Hemolytic anemia was induced by a single intraperitoneal (IP) injection
of the pathogenic MRBC autoantibodies 105-2H (450 µg) or 34-3C
(120 µg) or the same amounts of isotype-matched control antibodies
5E5 (mIgG1) or W6/32 (mIgG2a). In some experiments mice received IP 10 µg naja naja cobra venom factor (Calbiochem, La Jolla,
CA) 1 day before and 2 days after the injection of 34-3C. This treatment depletes serum levels of complement C3 as determined by
CH50-measurements. For FcRII and FcRIII blockade 250 µg 2.4G2 MoAb was injected IP 24 hours before and 24 and 72 hours after administration of MRBC 34-3C.22 Blood samples obtained
from the retroorbital plexus were collected into heparinized
microhematocrit capillary tubes and centrifuged for 5 minutes at
12,000 rpm in a microfuge. Hematocrits measured by the
percentage of packed RBCs were directly determined after
centrifugation.
Histopathology.
Mice were killed at day 2 after injection of pathogenic MRBC, and
major organs including spleens and livers were processed for
histological examination. Tissues were fixed in 10% buffered formaline, embedded in paraffin, and stained with hematoxylin and eosin
(H + E) according to conventional procedures. In further experiments
tissues were prepared for immunocytochemical techniques. Mac-1+ cells were revealed by incubating cryostat sections
for 30 minutes with the rat antibody M1/70 and then incubated with the
bridging anitbody Z0494 and the rat-APAAP antibody complex (D0488) for 30 minutes. The last two steps were repeated for 15 minutes followed by
visualization using naphthyl phosphate and Fast blue.23
Ingested erythrocytes were shown by their endogeneous peroxidase using H2O2 and diaminobenzidine as substrates. Thus,
Mac-1+ macrophages phagocytosing erythrocytes were seen as
blue cells with brown content. The slides were counterstained with
hematoxylin and mounted in glycergel (DAKO).
| |
RESULTS AND DISCUSSION |
Phagocytosis of IgG1 versus IgG2a-coated MRBCs in
FcRIII-deficient mice.
We first investigated the in vitro-phagocytosis of MRBCs opsonized with
105-2H (IgG1) and 34-3C (IgG2a) using thioglycolate-elicited peritoneal
macrophages that normally express FcRI, FcRII, and FcRIII.

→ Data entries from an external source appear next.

PR #76, opened 2021-07-06
Feature/document service

medgar-nitric:


adapters/grpc/document_grpc.go
```diff
@@ -0,0 +1,166 @@
...
+		return nil, err
+	}
+}
+
+func (s *DocumentServer) Get(ctx context.Context, req *pb.DocGetRequest) (*pb.DocGetResponse, error) {
+	if ok, err := s.checkPluginRegistered(); ok {
+		key := toSdkKey(req.Key)
+		subKey := toSdkKey(req.SubKey)
+
+		if val, err := s.documentPlugin.Get(*key, subKey); err == nil {
```
tjholm, line 66: See comment on reference v. value, we can avoid having to de-reference the primary key in this case if we just take both by reference.

adapters/grpc/document_grpc.go
```diff
@@ -0,0 +1,166 @@
...
+}
+
+func NewDocumentServer(docPlugin sdk.DocumentService) pb.DocumentServer {
+	return &DocumentServer{
+		documentPlugin: docPlugin,
+	}
+}
+
+func toSdkKey(key *pb.Key) *sdk.Key {
+	if key != nil {
```
tjholm, line 159: Can add Key validation at the adapter layer here (or in a separate method) to universally validate non-nil keys.

.gitignore
```diff
@@ -22,4 +22,7 @@ bin/
 *.coverprofile
 
 # Ignore proto generated interfaces
-interfaces/
\ No newline at end of file
+interfaces/
+
+# GCP integration testing key
+plugins/document/firestore/gcp-firestore-testing.json
```
tjholm, line 28: Is this still needed?

makefile
```diff
@@ -22,6 +22,13 @@ install-tools: install
 	@echo Installing tools from tools.go
 	@cat ./tools/tools.go | grep _ | awk -F'"' '{print $$2}' | xargs -tI % go get %
 
+# Install integration testing tools
+install-test-tools:
+	@wget https://s3.us-west-2.amazonaws.com/dynamodb-local/dynamodb_local_latest.tar.gz
+	@sudo mkdir -p /usr/local/dynamodb
+	@sudo tar -xf dynamodb_local_latest.tar.gz -C /usr/local/dynamodb
+	@rm dynamodb_local_latest.tar.gz
```
tjholm, line 30: Does this need to install the firestore emulator as well?

My personal preference with integration tests would be to somehow containerise them, to simplify setup and separate them from our unit tests as well.

Without mocked unit testing it becomes hard to test plugin behaviour against unexpected errors from upstream services. I think for our unit tests we should implement similar mocking that we have in our go-sdk, and assert only on interactions between the plugins and their upstream services (e.g. correct translation of queries and construction of requests). Our method of emulating underlying behaviour from the mocks before was incorrect we should be asserting on method spys only, which we could auto generate with something like go-mock.

plugins/document/document.go
```diff
@@ -0,0 +1,219 @@
...
+func Stack() (*utils.NitricStack, error) {
+	if stack == nil {
+		nitricStack, err := utils.NewStackDefault()
+		if err != nil {
+			return nil, fmt.Errorf("error loading Nitric stack definition: %v", err)
+		}
+		stack = nitricStack
+	}
+	return stack, nil
+}
```
tjholm, line 54: As discussed we won't need the definition for now, should probably be in a different package as well.

plugins/document/document.go
```diff
@@ -0,0 +1,219 @@
...
+	for index, exp := range sortedExps {
+		if index < (len(sortedExps) - 1) {
+			nextExp := sortedExps[index+1]
+
+			if exp.Operand == nextExp.Operand &&
+				((exp.Operator == ">" && nextExp.Operator == "<") ||
+					(exp.Operator == ">" && nextExp.Operator == "<=") ||
+					(exp.Operator == ">=" && nextExp.Operator == "<")) {
+
+				return fmt.Errorf("range expression not supported with DynamoDB (use operators >= and <=) : %v", exp)
```
tjholm, line 213: As we're accepting this as part of our unified API, is it necessary to mention DynamoDB here? Could be confusing for users deployed to other clouds seeing this error.

plugins/document/document_suite_test.go
```diff
@@ -21,7 +21,7 @@ import (
 	. "github.com/onsi/gomega"
 )
 
-func TestCognito(t *testing.T) {
+func TestKV(t *testing.T) {
```
tjholm, line 24: TestDocument?

plugins/document/firestore/firestore_test.go
```diff
@@ -0,0 +1,94 @@
...
+import (
+	"context"
+	"fmt"
+	"os"
+	"os/exec"
+	"syscall"
+
+	"cloud.google.com/go/firestore"
+	ds_plugin "github.com/nitric-dev/membrane/plugins/document/firestore"
+	"github.com/nitric-dev/membrane/plugins/document/test"
```
tjholm, line 26: I don't have a better suggestion on where to put this module right now, but placing it in parallel with the plugin implementations feels a bit odd.

utils/stack_test.go
```diff
@@ -0,0 +1,111 @@
...
+				os.Setenv(utils.NITRIC_HOME, "test/")
+				os.Setenv(utils.NITRIC_YAML, "nitric-valid.yaml")
+				stack, err := utils.NewStackDefault()
+				Expect(stack).ToNot(BeNil())
+				Expect(err).To(BeNil())
+				Expect(stack.Collections).To(HaveLen(2))
+			})
+		})
+	})
+})
```
tjholm, line 111: If we can move this and related work to a separate branch that would be good.

adapters/grpc/document_grpc.go
```diff
@@ -0,0 +1,166 @@
...
+	documentPlugin sdk.DocumentService
+}
+
+func (s *DocumentServer) checkPluginRegistered() (bool, error) {
+	if s.documentPlugin == nil {
+		return false, status.Errorf(codes.Unimplemented, "Document plugin not registered")
+	}
+
+	return true, nil
+}
```
tjholm, line 41: I know this is a copy paste carry over from other plugins, in hindsight the boolean return is very redundant, can get rid of it if you'd like. No need to change other plugins though that can be done separately.

tjholm (changes requested):

sdk/document.go
```diff
@@ -0,0 +1,67 @@
...
+	PagingToken map[string]string
+}
+
+// The base Document Plugin interface
+// Use this over proto definitions to remove dependency on protobuf in the plugin internally
+// and open options to adding additional non-grpc interfaces
+type DocumentService interface {
+	Get(Key, *Key) (map[string]interface{}, error)
+	Set(Key, *Key, map[string]interface{}) error
+	Delete(Key, *Key) error
```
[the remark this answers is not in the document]
medgar-nitric: Yes the split between reference vs value is indicating optional values. There are internal key validation methods, to ensure the key contents are valid. I am happy to change this to pass by reference.

adapters/grpc/document_grpc.go
medgar-nitric: sure

plugins/document/firestore/firestore_test.go
medgar-nitric: do you mean this being an integration test, feels a bit odd to have this here?

plugins/document/document_suite_test.go
medgar-nitric: Thanks

plugins/document/document.go
medgar-nitric: Yep, makes sense.

plugins/document/dynamodb/dynamo_db_test.go
```diff
@@ -0,0 +1,148 @@
...
+		"-inMemory",
+	}
+	cmd := exec.Command("/usr/bin/java", args[:]...)
+	if err := cmd.Start(); err != nil {
+		panic(fmt.Sprintf("Error starting Local DynamoDB %v : %v", cmd, err))
+	}
+	fmt.Printf("Started Local DynamoDB (PID %v) and loading data...\n", cmd.Process.Pid)
+
+	return cmd
+}
```
tjholm, line 46: I would like to discuss our testing strategy for integrations vs. unit tests. These tests are great, but I would like to separate them out into their own suite and make target.

Something like:
```makefile
# Pure unit tests
test-unit:
  ... run unit tests
 
# Integration tests
test-integration:
  ... run integration tests (this includes dependencies on external software)

# Aggregate test make target.
test: test-unit, test-integration
 @echo running tests
```
Also it would be ideal to containerise the local integration test suite and provide a either a pre-built image or an in repo dockerfile that is prepared inline to simplify the process. Running the tests is one of the first things potential contributors will probably do and lowering potential for failure and simplifying setup would help us lower rejection.

It could also be handy to add a timeout for starting the external processes as well. Currently the test suite just hangs, on a machine without the required files.

tjholm (approved):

High levels of phagocytosis were evident with both 105-2H and 34-3C in
wild-type mice (Fig 1A). The
phagocytosis was either slightly (34-3C) or substantially (105-2H)
diminished in the presence of the anti-FcRII/III antibody 2.4G2 (Fig
1B). This is consistent with our observation that FcRIII KO mice
lack phagocytosis of 105-2H opsonized MRBCs (Fig 1A), indicating an
apparent specificity of IgG1 for FcRIII. In case of the IgG2a
MRBC 34-3C the reduced phagocytosis in FcRIII KO mice was not
further decreased by 2.4G2 (Fig 1A and C). These data show that the
specificity of complexed IgG2a for FcRI15 is not
absolute. It appears that FcRIII contributes to some extent to the
binding and phagocytosis of IgG2a-coated MRBCs.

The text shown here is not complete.